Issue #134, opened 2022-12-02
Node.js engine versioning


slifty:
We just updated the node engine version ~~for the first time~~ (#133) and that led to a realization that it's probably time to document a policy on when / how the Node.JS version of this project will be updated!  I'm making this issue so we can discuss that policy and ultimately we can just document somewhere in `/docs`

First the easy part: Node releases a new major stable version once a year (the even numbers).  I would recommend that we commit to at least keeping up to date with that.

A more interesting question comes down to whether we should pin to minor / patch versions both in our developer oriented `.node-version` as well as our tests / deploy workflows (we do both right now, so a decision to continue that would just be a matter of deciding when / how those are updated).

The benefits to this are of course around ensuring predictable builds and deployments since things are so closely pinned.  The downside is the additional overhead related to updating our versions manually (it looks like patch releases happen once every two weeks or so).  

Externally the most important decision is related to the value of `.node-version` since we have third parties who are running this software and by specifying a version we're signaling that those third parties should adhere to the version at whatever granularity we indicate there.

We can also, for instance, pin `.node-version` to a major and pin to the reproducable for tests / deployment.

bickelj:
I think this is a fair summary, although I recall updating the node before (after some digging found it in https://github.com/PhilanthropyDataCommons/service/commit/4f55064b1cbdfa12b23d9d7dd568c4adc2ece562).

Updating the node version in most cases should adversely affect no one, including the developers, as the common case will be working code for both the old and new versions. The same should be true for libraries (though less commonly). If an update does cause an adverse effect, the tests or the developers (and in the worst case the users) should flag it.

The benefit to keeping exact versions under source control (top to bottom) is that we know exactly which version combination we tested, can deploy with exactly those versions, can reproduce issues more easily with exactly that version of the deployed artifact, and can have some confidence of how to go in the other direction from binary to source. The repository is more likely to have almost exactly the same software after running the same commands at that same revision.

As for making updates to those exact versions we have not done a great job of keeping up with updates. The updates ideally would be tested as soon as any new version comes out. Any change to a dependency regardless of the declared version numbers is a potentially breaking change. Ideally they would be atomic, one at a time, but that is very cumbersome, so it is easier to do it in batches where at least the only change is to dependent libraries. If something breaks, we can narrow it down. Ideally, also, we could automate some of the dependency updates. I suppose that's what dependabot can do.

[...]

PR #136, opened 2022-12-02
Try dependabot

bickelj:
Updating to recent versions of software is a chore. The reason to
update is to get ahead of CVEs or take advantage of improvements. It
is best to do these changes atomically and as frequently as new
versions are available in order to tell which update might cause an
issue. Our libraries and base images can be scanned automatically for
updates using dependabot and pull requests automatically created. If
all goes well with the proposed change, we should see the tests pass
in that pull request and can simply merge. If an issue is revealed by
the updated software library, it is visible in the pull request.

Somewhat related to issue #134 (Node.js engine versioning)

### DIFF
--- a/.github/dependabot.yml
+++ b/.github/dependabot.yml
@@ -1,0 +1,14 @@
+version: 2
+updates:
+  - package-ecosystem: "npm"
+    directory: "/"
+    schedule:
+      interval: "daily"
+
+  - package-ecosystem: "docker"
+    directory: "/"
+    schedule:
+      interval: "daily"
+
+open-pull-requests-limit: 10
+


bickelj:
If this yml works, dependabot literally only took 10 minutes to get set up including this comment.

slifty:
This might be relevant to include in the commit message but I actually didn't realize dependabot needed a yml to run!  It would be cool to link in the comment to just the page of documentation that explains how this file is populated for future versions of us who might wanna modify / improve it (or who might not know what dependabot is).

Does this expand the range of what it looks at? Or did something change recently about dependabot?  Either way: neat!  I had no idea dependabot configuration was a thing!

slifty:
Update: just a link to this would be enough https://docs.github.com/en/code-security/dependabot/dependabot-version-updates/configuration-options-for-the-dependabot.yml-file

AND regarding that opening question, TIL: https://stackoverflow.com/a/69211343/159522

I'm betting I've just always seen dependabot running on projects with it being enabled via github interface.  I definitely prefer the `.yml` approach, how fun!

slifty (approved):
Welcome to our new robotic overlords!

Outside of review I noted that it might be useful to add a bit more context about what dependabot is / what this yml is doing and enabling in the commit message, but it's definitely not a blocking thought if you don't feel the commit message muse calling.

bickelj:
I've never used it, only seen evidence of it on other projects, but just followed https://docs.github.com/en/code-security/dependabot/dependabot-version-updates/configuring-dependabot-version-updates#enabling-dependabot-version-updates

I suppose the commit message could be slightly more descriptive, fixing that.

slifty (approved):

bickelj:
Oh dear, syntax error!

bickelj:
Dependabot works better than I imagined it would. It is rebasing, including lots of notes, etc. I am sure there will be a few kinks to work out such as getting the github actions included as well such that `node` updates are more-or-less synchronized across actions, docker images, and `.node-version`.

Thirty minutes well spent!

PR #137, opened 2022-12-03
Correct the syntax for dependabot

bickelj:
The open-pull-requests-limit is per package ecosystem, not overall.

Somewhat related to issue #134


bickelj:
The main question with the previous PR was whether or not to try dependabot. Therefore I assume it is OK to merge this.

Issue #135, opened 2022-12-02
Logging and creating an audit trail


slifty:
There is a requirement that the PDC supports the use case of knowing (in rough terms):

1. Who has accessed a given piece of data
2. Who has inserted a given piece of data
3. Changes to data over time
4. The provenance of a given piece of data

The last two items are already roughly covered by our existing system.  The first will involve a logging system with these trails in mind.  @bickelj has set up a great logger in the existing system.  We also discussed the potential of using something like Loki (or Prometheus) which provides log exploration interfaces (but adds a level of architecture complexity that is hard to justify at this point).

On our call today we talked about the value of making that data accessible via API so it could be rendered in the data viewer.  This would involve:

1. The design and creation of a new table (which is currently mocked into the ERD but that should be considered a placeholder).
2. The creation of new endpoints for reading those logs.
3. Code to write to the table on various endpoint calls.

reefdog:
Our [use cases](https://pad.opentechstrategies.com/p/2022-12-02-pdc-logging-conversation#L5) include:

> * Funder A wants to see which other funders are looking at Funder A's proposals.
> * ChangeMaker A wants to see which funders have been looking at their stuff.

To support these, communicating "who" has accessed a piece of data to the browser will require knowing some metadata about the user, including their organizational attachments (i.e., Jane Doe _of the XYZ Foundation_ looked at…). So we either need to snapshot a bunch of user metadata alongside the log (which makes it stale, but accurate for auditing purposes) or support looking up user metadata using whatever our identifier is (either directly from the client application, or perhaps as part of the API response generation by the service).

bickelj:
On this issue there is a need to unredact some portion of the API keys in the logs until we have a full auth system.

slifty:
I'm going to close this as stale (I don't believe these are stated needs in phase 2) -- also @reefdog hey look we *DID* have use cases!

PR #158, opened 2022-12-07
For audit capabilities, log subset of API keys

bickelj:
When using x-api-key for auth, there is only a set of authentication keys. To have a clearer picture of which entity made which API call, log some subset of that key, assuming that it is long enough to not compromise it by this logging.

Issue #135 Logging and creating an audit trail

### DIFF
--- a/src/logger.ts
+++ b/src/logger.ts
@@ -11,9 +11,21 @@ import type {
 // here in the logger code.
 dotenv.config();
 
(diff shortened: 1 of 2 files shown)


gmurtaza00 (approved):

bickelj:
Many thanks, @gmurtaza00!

--------------------

* Exercise *
From the first line of the data above to the line containing "We just updated", repeat everything exactly and add nothing.

* Solution for this problem *
Issue #134, opened 2022-12-02
Node.js engine versioning


slifty:
We just updated the node engine version ~~for the first time~~ (#133) and that led to a realization that it's probably time to document a policy on when / how the Node.JS version of this project will be updated!  I'm making this issue so we can discuss that policy and ultimately we can just document somewhere in `/docs`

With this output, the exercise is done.